------ Given information
PR #801, opened 2023-11-16
feat: Support direct url routing from config (#797)

rmi22186:
Duplicating this PR - https://github.com/mParticle/mparticle-web-sdk/pull/797 which was already approved and merged into development, but undone due to blackout requirements.

## Instructions

 ## Summary
This PR provides logic to incorporate the new `directURLRouting` feature flag.  The feature routes all external requests to the equivalent silo ie `jssdkcdn.us1.mparticle.com` as opposed to the default which is going through a generic fastly endpoint ie `jssdkcdn.mparticle.com`.  The logic is as follows:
------------
▸ Activity
Write out every line, unchanged, from the one containing "## Instructions" through the closing line of the data.

▸ Finished task
## Instructions

 ## Summary
This PR provides logic to incorporate the new `directURLRouting` feature flag.  The feature routes all external requests to the equivalent silo ie `jssdkcdn.us1.mparticle.com` as opposed to the default which is going through a generic fastly endpoint ie `jssdkcdn.mparticle.com`.  The logic is as follows:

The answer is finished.